Supplied information:
+---+
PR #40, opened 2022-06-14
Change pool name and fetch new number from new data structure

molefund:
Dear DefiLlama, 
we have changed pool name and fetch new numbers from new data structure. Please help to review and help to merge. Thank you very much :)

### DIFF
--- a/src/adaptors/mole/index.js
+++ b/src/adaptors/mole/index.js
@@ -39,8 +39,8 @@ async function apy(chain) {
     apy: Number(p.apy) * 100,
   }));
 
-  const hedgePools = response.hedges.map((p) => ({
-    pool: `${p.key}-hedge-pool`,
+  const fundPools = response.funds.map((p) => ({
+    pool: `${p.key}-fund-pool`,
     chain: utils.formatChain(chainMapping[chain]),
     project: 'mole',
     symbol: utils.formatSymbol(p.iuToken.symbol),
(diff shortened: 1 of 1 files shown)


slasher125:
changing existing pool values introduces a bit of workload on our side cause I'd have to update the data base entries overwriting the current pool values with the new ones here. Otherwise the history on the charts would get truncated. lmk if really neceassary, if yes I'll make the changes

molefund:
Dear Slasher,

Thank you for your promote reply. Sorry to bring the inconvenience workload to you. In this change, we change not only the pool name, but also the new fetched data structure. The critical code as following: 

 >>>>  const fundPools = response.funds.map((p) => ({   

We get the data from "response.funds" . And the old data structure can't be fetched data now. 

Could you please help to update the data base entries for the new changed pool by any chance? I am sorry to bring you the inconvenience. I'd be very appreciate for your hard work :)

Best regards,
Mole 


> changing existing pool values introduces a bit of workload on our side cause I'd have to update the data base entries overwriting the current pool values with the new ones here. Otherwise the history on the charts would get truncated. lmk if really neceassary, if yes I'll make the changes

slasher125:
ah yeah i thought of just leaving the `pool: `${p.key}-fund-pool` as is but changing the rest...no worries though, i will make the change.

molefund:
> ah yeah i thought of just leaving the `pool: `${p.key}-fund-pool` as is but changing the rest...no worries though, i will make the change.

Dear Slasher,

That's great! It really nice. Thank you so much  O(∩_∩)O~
+---+
The problem: Line by line, repeat the material precisely.

Written answer:
PR #40, opened 2022-06-14
Change pool name and fetch new number from new data structure

molefund:
Dear DefiLlama, 
we have changed pool name and fetch new numbers from new data structure. Please help to review and help to merge. Thank you very much :)

### DIFF
--- a/src/adaptors/mole/index.js
+++ b/src/adaptors/mole/index.js
@@ -39,8 +39,8 @@ async function apy(chain) {
     apy: Number(p.apy) * 100,
   }));
 
-  const hedgePools = response.hedges.map((p) => ({
-    pool: `${p.key}-hedge-pool`,
+  const fundPools = response.funds.map((p) => ({
+    pool: `${p.key}-fund-pool`,
     chain: utils.formatChain(chainMapping[chain]),
     project: 'mole',
     symbol: utils.formatSymbol(p.iuToken.symbol),
(diff shortened: 1 of 1 files shown)


slasher125:
changing existing pool values introduces a bit of workload on our side cause I'd have to update the data base entries overwriting the current pool values with the new ones here. Otherwise the history on the charts would get truncated. lmk if really neceassary, if yes I'll make the changes

molefund:
Dear Slasher,

Thank you for your promote reply. Sorry to bring the inconvenience workload to you. In this change, we change not only the pool name, but also the new fetched data structure. The critical code as following: 

 >>>>  const fundPools = response.funds.map((p) => ({   

We get the data from "response.funds" . And the old data structure can't be fetched data now. 

Could you please help to update the data base entries for the new changed pool by any chance? I am sorry to bring you the inconvenience. I'd be very appreciate for your hard work :)

Best regards,
Mole 


> changing existing pool values introduces a bit of workload on our side cause I'd have to update the data base entries overwriting the current pool values with the new ones here. Otherwise the history on the charts would get truncated. lmk if really neceassary, if yes I'll make the changes

slasher125:
ah yeah i thought of just leaving the `pool: `${p.key}-fund-pool` as is but changing the rest...no worries though, i will make the change.

molefund:
> ah yeah i thought of just leaving the `pool: `${p.key}-fund-pool` as is but changing the rest...no worries though, i will make the change.

Dear Slasher,

That's great! It really nice. Thank you so much  O(∩_∩)O~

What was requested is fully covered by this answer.